劉延在那憋屈,徐清風終於找到機會跟蘇靳君說話:“蘇伯伯,那天我都到機場了卻被張大爺一個電話叫到洪都,讓我師姐他們接的蘇穎,上次給師姐打電話她沒提蘇穎的事,也不知道蘇穎在南州怎麼樣了。”
蘇靳君現在是想明白了,蘇穎跟徐清風幾乎沒什麼可能,即便是雙方父母強行把他們捏到一塊,將來也不會幸福。徐清風實在是太能招惹女孩子了,幾乎每到一個新的地方就認識一個,就算這小子“萬花叢中過,片葉不沾身”,只是工作或其他關係從不越雷池一步,看着也難受啊!蘇穎心裏不舒坦把人憋壞不說,以黃姣的性格,知道後非鬧得雞飛狗跳不可,那日子還怎麼過?還是抓緊時間給蘇穎找個婆家吧!正好徐清風問他,蘇靳君就笑着說道:“還不錯,前幾天你阿姨不放心讓黃斌陪着去看了一下,回來後挺高興。你那個姓裴的朋友對蘇穎很照顧,賓館什麼的是他給安排的,還每天親自開車接送。”
“姓裴的朋友”徐清風想自己在南州哪有什麼姓裴的朋友,琢磨一下才意識到是裴凌圭,袁鶯就是他安排的賓館,沒想到蘇穎也是那天袁鶯應該是耍小心眼故意不提蘇穎但每天開車接送就太誇張了,難道那傢伙想追求蘇穎,那自己不成了把魚交給貓管了嗎?想想也是,老裴家在南州已經發展到了極限,而蘇穎的親舅舅是洪州的州長,搭上這關係能給他們老裴家的發展帶來新的機遇。再說蘇穎性格很溫順,留在家裏放心,也不會聽到點風聲就打上誰家門去,正適合裴凌圭這種公子哥。就是不知道面對裴凌圭瘋狂的攻勢,蘇穎是被唬得暈頭轉向還是嚇得手足無措?想想還是手足無措的可能性更大,便笑着問道:“阿姨對小裴總的印象怎麼樣?”
“還行吧!”蘇靳君想這孩果然一點就透,“你阿姨在南州這幾天,小裴天天陪着,現在黃斌還留在那沒回來。你阿姨昨天還說讓你幫着瞭解下情況呢,家庭條件無所謂,關鍵是人要穩當。
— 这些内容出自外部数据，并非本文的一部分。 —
Issue #6645, opened 2024-04-28
etcd connection leakage when reload


Yukielz:
**What happened**:
etcd connection leakage when reload.
**What you expected to happen**:

**How to reproduce it (as minimally and precisely as possible)**:
use etcd plugin and modify corefile to trigger reload.
**Anything else we need to know?**:

**Environment**:

- the version of CoreDNS: v1.11.1
- Corefile:
```yaml
  .:53 {
      errors
      health {
          lameduck 5s
      }
      ready
      etcd com {
          path /skydns/ka2
          endpoint http://192.168.0.1:2379 http://192.168.0.2:2379 http://192.168.0.3:2379
          fallthrough
      }
      cache 10
      loop
      reload
      log
      loadbalance
  }
```
- logs, if applicable:
- OS (e.g: `cat /etc/os-release`):
- Others:

yangsenzk:
This bug can be reproduced. The **process_open_fds** metric of backend ETCD will be continuously increased by modify corefile that triggered coredns reload.

Yukielz:
add more infomation:
when i add `log` to tigger coredns reload, it was obvious that the old connection was not released
![image](https://github.com/coredns/coredns/assets/56835284/74042e3d-bd29-4251-b5a7-a74f3fd12289)

Yukielz:
@chrisohaver cc

Yukielz:
@chrisohaver  Hi, chrisohaver. can you check this issue and review this [pr](https://github.com/coredns/coredns/pull/6646).
To avoid this, we must restart all coerdns pod when etcd endpoints changed.

Yukielz:
#6646

PR #6916, opened 2024-10-08
fix: reload close channel

gorsing:
This pull request introduces improvements to the reload functionality of CoreDNS. It refines the logic for periodically checking for changes in the Corefile configuration and enhances the shutdown procedure for the reload goroutine. Specifically, it:

1. Implements a more reliable quit channel mechanism using `chan struct{}` to signal the reload routine to stop.
2. Ensures that the interval and jitter settings are adjustable and properly logged, enhancing the usability of the reload plugin.
3. Prevents race conditions and ensures synchronized access to shared variables between setup and the `onInstanceStartup` hook.

This PR addresses the need for a more robust and synchronized reload mechanism in CoreDNS, improving overall stability.
The problem remains #6646 #6645

No documentation changes are needed.

No, this pull request does not introduce any backward incompatible changes or deprecations. It enhances existing functionality while maintaining compatibility with current configurations.


chrisohaver:
I cant put my finger on the significance of these changes.  Palpably, what problem do these changes resolve?

gorsing:
Problem with the problem code https://github.com/coredns/coredns/pull/6646 https://github.com/coredns/coredns/issues/6645
The code opens Goroutines but does not close it. and this in combination with the reload and etcd plugins causes a memory leak

chrisohaver:
> Problem with the problem code #6646 #6645 The code opens Goroutines but does not close it. and this in combination with the reload and etcd plugins causes a memory leak

I don't see how this code changes the behavior.  It looks like go routines were closed before, and they are still closed after these changes.  Can you show how in the previous code that the go routines were not closed?

thevilledev (changes requested):
This PR is very much stale and also in conflict with changes like #7562. I think the issue requires demonstration through a test case.

Issue #6915, opened 2024-10-08
Incoordination between rewrite/cache plugins


jasonjoo2010:
Hi community,  

We deeply used rewrite plugin internally on CoreDNS for various purposes, like traffic redirection and application performance improvement, and it worked quite good and never disappointed users. But we encountered a strange issue and finally confirmed it's one thing we need to resolve in the code logic to make the rewrite/cache plugins better coordinated. After fixing it internally, I want to post the story here and ask about people's opinion if it's a necessary fix for open source.  

As people all know, the order of plugins getting called is very important in different aspects of performance and plugin effect. For example, the rate limit plugin should be in the front tier to block unwanted requests. The default call order for cache/rewrite is cache first, rewrite next. Meaning CoreDNS will use more space(memory) to trade for time(CPU). We swap the order of these 2 plugins considering the appropriate amount of rewrite rules doesn't consume much CPU, meanwhile we want to reduce the cache cost in some cases:  

An internal client library uses a UUID style domain when accessing the storage backend by design. The domain is in this form: `<uuid prefix>.store.intl.x-corp.com`. This behaviour exhausts the memory cache shortly and CoreDNS begins evicting cache entries. Although the cache eviction is not a big problem and it still runs efficiently, the queries are still not cached by CoreDNS. Furthermore, we usually take the evicting rate as one of the performance relevant indicators for config tuning. So we added new rewrite rule for this UUID domain to remove the UUID part from it to accelerate the resolution. But without moving the cache plugin behind the rewrite plugin, it won't be cached as expected. So we adjusted their order for this purpose and deployed to all production.  

All things are good until we encountered a strange issue: the domain name in the answer sometimes doesn't match the name in the query. It indicates the name reversion is not working although the rewrite rule works under certain conditions. After inspecting this issue, we get the reason as follows.  

- There is a rewrite rule of suffix type rewriting `.com.internal.domain` to `.com`.
- Client A queries `TEST1.EXAMPLE.COM` and get an answer for `TEST1.EXAMPLE.COM` which is good.
- Client B queries `test1.example.com` and get an answer for `TEST1.EXAMPLE.COM` which is a bit strange but still good. Because the domain resolution is case insensitive in the design.
- Client C queries `test1.example.com.internal.domain` and get an answer for `TEST1.EXAMPLE.COM` which is not good. The name in the answer doesn't match the name in the query so the client won't accept it.

There are basically 2-3 ways to fix it:  

- Persist the domain name in the cache in lower case only.
[...]

PR #6917, opened 2024-10-08
fix: make name reverter case insensitive

jasonjoo2010:
This MR fixes the issue #6915 

When users adjusted the plugin call order and put rewrite before cache, CoreDNS may misbehave with mismatched domain in the answer section in the response.

#6915 

No document change.

It's backward compatible.

### DIFF
--- a/plugin/rewrite/name.go
+++ b/plugin/rewrite/name.go
@@ -59,13 +59,20 @@ func newRemapStringRewriter(orig, replacement string) stringRewriter {
 }
 
 func (r *remapStringRewriter) rewriteString(src string) string {
-	if src == r.orig {
-		return r.replacement
+	switch {
+	case len(r.orig) > len(src):
+		return src
+	case len(r.orig) == len(src):
+		if strings.EqualFold(src, r.orig) {
+			return r.replacement
+		}
+		return src
+	default:
+		if hasSuffixFold(src, "."+r.orig) {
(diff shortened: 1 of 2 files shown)


greenpau:
@jasonjoo2010 , please improve the coverage.

Also, it makes sense to explain the logic in the documentation, thoughts?

jasonjoo2010:
Hi @greenpau 
Thanks for your quick response and appreciate.

I have improved the test coverage and it should be good now.
Coming to the document, we can discuss a bit more.

According to [RFC4343](https://datatracker.ietf.org/doc/html/rfc4343), it explained in all aspects about the case insensitivity in DNS protocol and this behaviour should be expected in all systems as default. It only becomes a surprise if a service breaks that.
Coming to the case here, for `auto` there's nothing the users can do about the case and it's handled by CoreDNS internally with best effort. So no matter which case used in a query, the server should reply the same one or it's an unexpected behaviour. Not like explicitly rewrite the answer using regular expression which is also supported, the user has the responsibility to give a "proper" expression(which we don't actually use in our cases and it's also not intuitive from the user side tbh).

This PR fixes the `auto` support in 2 modes: regexp/suffix.

Another thing which worths a mention is that the behaviour of CoreDNS and other DNS servers is a bit different in the case dealing, other DNS like Windows DNS regards the domain name in the query but CoreDNS regards the domain name in the cache. It's not a big problem because the RFC said it's OK.

Wdyt?

PR #6948, opened 2024-10-30
automaxprocs

Shmillerov:

Based on https://github.com/coredns/coredns/pull/6882#discussion_r1818522596 it's better to align GOMAXPROCS with CPU limit. Suggest to use [automaxprocs](https://github.com/uber-go/automaxprocs) for that

no

I think no

No


coremain/run.go
```diff
@@ -47,6 +49,11 @@ func Run() {
 	log.SetOutput(os.Stdout)
 	log.SetFlags(LogFlags)
 
+	_, err := maxprocs.Set(maxprocs.Logger(log.Printf))
+	if err != nil {
+		mustLogFatal(err)
```
SuperQ: I don't think we should make this fatal.

Shmillerov: By default, automaxprocs ignore the error in init https://github.com/uber-go/automaxprocs/blob/master/automaxprocs.go#L32.

But since the log in this case contains time, I wanted to align the logs with the current ones in CoreDNS and therefore moved maxprocs.Set to run.go.

What do you prefer? ignore, log or fatal ? :)

johnbelamaric:
Once we add this, does it makes sense with your latest testing to determine `numsockets` defaults from GOMAXPROCS? Even if it's not the *optimal* value in all situations, is it better than "2" as a default?

If so, maybe we should rename "numsockets" to "multisocket"? I think that's a little more descriptive in the Corefile.

coremain/run.go
SuperQ: I think a warning log would be sufficient.

Shmillerov: Changed to log without fatal.

I added `[WARNING]` before message to understand that this is a warning. The same as in `log` plugin.

Maybe it looks strange, but in CoreDNS we have default go logger. And I think it's not a good idea to use `log` plugin in main.

Shmillerov:
> Once we add this, does it makes sense with your latest testing to determine `numsockets` defaults from GOMAXPROCS? Even if it's not the _optimal_ value in all situations, is it better than "2" as a default?
> 
> If so, maybe we should rename "numsockets" to "multisocket"? I think that's a little more descriptive in the Corefile.

I'm ok, I will do it. But I think this change is not related to numsockets/multusocket plugin, so if in this PR everything is ok, we can merge it first

johnbelamaric (approved):

PR #1505, opened 2018-03-12
[vega] Update vega related packages

metasoarous:
This commit specifies the following updates:

vega -> 3.2.1
vega-lite -> 2.2.0
vega-tooltip -> 0.6.1
vega-embed -> 3.1.1

These updates collectively resolve issues with rendering rule marks
appropriately, and generally put things on the latest releases.

Tested out with github.com/metasoarous/oz and appears to fix the issues I was having.

PR #1747, opened 2018-11-08
[vega] Update vega related packages

metasoarous:
Versions: vega -> 4.3.0, vega-lite -> 3.0.0-rc8, vega-embed -> 3.23.1, vega-tooltip -> 0.13.0


metasoarous:
Hello @Deraen 

@jsa-aerial [pointed out](https://github.com/metasoarous/oz/commit/f6d53944381cb0750bf3e539efb7154cc4bf56d4#commitcomment-31224677) that updating multiple projects at once like this may not work. However, I've previously submitted a single PR like this (#1505), which you merged and didn't seem to have a problem with. Was the success there an accident, or has something changed? I certainly don't want to be a bother, so please let me know if I should break this up into multiple PRs.

jsa-aerial:
Hmmmm - looks like this went through (where's the 'thinking face' emoji?)...

jsa-aerial:
OK, I know why this 'passed' - @metasoarous you forgot to update the dependencies! for vega-lite, vega-embed, and vega-tooltip!!

Also, I believe your new externs will fail if you actually try to compile them - the generator messes up the final comment box. Did you actually try this stuff in an advanced compiled cljs example? I'm pretty sure it will fail...

metasoarous:
@jsa-aerial Lol; Sure enough. I pushed an update with all the requirements properly set, and the tests are failing now as you suspected. I'll break this up and resubmit.

I'm not sure what you mean about the externs though. What is messed up with the comment box? I have run this through advanced compilation and it seems to be working.

metasoarous:
@Deraen OK; this PR has been modified to include just the Vega updates, and it looks like the checks are passing. Should have two more PRs in flight momentarily.

jsa-aerial:
The final comment box is structured as /* ..../*....*/ That does not work as it is NOT legal JavaScript. You need to get rid of the middle '/'.

Deraen:
I fixed the comment so hopefully this works now.

@metasoarous I occasionally merge PRs with failing tests if I know they are failing because they update several packages with dependencies in each other, and I can reasonably see there isn't other problem with them. But splitting such updates to multiple PRs makes review easier.

Deraen:
Btw @jsa-aerial @metasoarous adding `validate` task will run the extern JS through Closure which should catch any syntax errors: https://github.com/cljsjs/packages/commit/b15e2562b2e77ab62a02cb9436234844be795974

In this case the comment wouldn't have broken the test, as I think JS allows `/` in start of multi-line comments:
```
/*/*      -> SyntaxError

/*
/*/      -> Works
```

jsa-aerial:
@Deraen I've had that comment fail when running through Closure, which (since the jar was not built with `validate` enabled) only occurred upon building an artifact using that jar with `:optimizations :advanced` enabled. The only way I could fix it was by fixing that comment section.

PR #1749, opened 2018-11-09
[vega-lite] update vega-lite version to 3.0.0-rc8-0

metasoarous:
Compiled against Vega 4.3.0-0 (see #1747).


jsa-aerial:
@Deraen With respect to the PRs for vega-lite and vega-tooltip, can we (I suppose it is really you) fix the ext.js final block comment like you did for vega?

Also I have a new 3.24.1 vega-embed that I would like to commit and PR. So,  I don't know how that affects the current PR for version 3.23.1. If you think it makes sense to merge that one first, it would be good to fix the comment block in the ext.js for that one as well.

I have a  couple of libs awaiting release depending on these things

Thanks!

PR #1756, opened 2018-11-28
Init d3-sankey at 0.7.1

timds:
Also add notes to d3 repository about d3 plugin externs


timds:
Sorry I didn't realise the externs could be merged like that. I've fixed the commit now.

timds:
Sorry I didn't realise the externs would be merged like that, partially because I seemed to have some trouble with `:global-exports {d3-sankey d3}` technique, so I've reverted to the legacy method.

PR #1768, opened 2018-12-22
[recharts] Update to v1.4.2

rarous:

### DIFF
--- a/recharts/build.boot
+++ b/recharts/build.boot
@@ -7,8 +7,8 @@
 
 (require '[cljsjs.boot-cljsjs.packaging :refer :all])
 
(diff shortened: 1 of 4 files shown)


recharts/build.boot
```diff
@@ -28,6 +28,6 @@
               :requires ["react" "react-dom" "prop-types"]
               :global-exports '{recharts Recharts})
    (sift :include #{#"^cljsjs" #"^deps\.cljs$"})
+   (validate-checksums)
    (pom)
-   (jar)
-   (validate)))
+   (jar)))
```
Deraen: Please keep the `validate` task present. It will perform `validate-checksum` but also other useful checks.

PR #1772, opened 2018-12-30
[reactstrap] Bumped to 7.0.0 and expanded externs

vincent-dm:
I updated the Reactstrap package to the new `7.0.0` release and also significantly expanded the externs file because a lot of classes were missing.

I tried running it locally using the boot script, but I couldn't get it working (the instructions about the script in the update scenario are very vague). But I did verify the `.js` and `.min.js` download links and calculated the MD5 checksums consistently with the previous ones.


Deraen:
Hmm, there is no need to use the scripts to test build. Just running `boot package install` as mentioned in https://github.com/cljsjs/packages/wiki/Creating-Packages#7-install-your-package-locally-and-try-it-out is enough to check that the package builds okay.

PR #1779, opened 2019-01-14
Highcharts7

johnmn3:


Deraen:
@johnmn3 Did you install this locally and test this in some project?

johnmn3:
> @johnmn3 Did you install this locally and test this in some project?

@Deraen I did. As with the prior versions, this does not include externs for the modules explicitly, but when I run the networkgraph module in advanced mode, it just works.

PR #1787, opened 2019-02-01
[Emotion] Add package v10.0.6-0 & [react-select] Upgrade Version to 2.3.0

xanatos1992:


xanatos1992:
Only failing because cljsjs.emotion is not available.

PR #1803, opened 2019-02-13
Add sax

Deraen:


bendlas:
Thanks for getting this started!

Right off the bat, I think sax-js' LICENSE requires a copy of itself included in the `jar` file https://github.com/isaacs/sax-js/blob/5aee2163d55cff24b817bbf550bac44841f9df45/LICENSE#L6

Deraen:
Good catch. (I think nearly package licenses probably require the license text to be included, but I think this will be first package to include license file)

sax/build.boot
```diff
@@ -0,0 +1,31 @@
...
+(deftask package []
+  (comp
+   (download :url (format "https://unpkg.com/sax@%s/lib/sax.js" +lib-version+))
+   (download :url (format "https://unpkg.com/sax@%s/LICENSE" +lib-version+))
+   (sift :move {#"^sax.js"  "cljsjs/sax/development/sax.inc.js"
+                #"^LICENSE" "cljsjs/sax/common/LICENSE"})
+   (minify :in "cljsjs/sax/development/sax.inc.js"
+           :out "cljsjs/sax/production/sax.min.inc.js")
+   (deps-cljs :provides ["sax" "cljsjs.sax"]
+              :global-exports '{sax sax})
```
bendlas: I think there needs to be another global export `cljsjs.sax sax`. Right now, `(require 'cljsjs.sax)` fails.

Deraen: `require cljsjs.sax` doesn't require global-exports. Using `:as sax` needs global-exports. `cljsjs.*` name exists only because those were used before global-exports was added, but in a new package it could be left out.

bendlas: Sorry, I'm a bit confused ..
So `(:require [cljsjs.sax])` is still supported, right?
If it is, then how is the Clojurescript compiler going to map `'cljsjs.sax` to `js/sax`?

bendlas: I'm on cljs `1.10.516`. `(:require [sax])` works. `cljsjs.sax` doesn't. Fighweel and nodejs.

bendlas:
Apart from the importing issue, LGTM

sax/build.boot
Deraen: I tested this locally and `(:require cljsjs.sax)` and `js/sax.parser` works in browser.

With `cljsjs.sax` Cljs doesn't map the name to `js/sax` automatically. This name exists just because the older packages use this naming convetion, but it is pretty much unnecessary (and confusing...) for new packages.

I don't exactly remember what you should do with Nodejs, perhaps `require("sax")`, though in that case your are accessing node module and not the foreign lib. But Cljsjs doesn't make much sense with Nodejs anyway.

With Nodejs target, if you do `:require [sax]` Cljs can automatically use the node module instead of Cljsjs foreign lib. (`:npm-deps` option might need to be enabled). This obviously won't work with `cljsjs.sax` name, and this is why new Cljsjs packages match the names to npm packages.

bendlas: Yeah, I was testing `(:require [sax :as s])` and `(:require [cljsjs.sax :as s])` with `(s/parser ..)` respectively. I don't get why we support the the former but not the latter, but still provide both namespaces.

> With cljsjs.sax Cljs doesn't map the name to js/sax automatically.

With `sax` it doesn't either, that's what `:global-exports` is for, right?

I guess also `:npm-deps`, as you said, but I'm not using that any time soon.

> I don't exactly remember what you should do with Nodejs, perhaps require("sax"), though in that case your are accessing node module and not the foreign lib. But Cljsjs doesn't make much sense with Nodejs anyway.

The foreign lib works just fine and it makes sense for portable code, like I'm doing with data.xml. The only requirement, is that the foreign lib doesn't access `window` or something else that's browser-specific. Btw, I already tested your packaging with node.

So .. I don't quite get it, but I don't feel like i need to get it either. Thanks for putting this into cljsjs!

”說完這話蘇靳君挺不好意思,他把蘇穎送去南州學習是奔徐清風去的,沒想到陰差陽錯出現這種結果。黃姣本來就對徐清風頗有微詞,在蘇靳君的一再堅持下才改變主意的,現在袁鶯也在南州,眼看着蘇穎這趟白去了,突然發現個條件差不多又有那意向的裴凌圭,正好順水推舟轉移目標。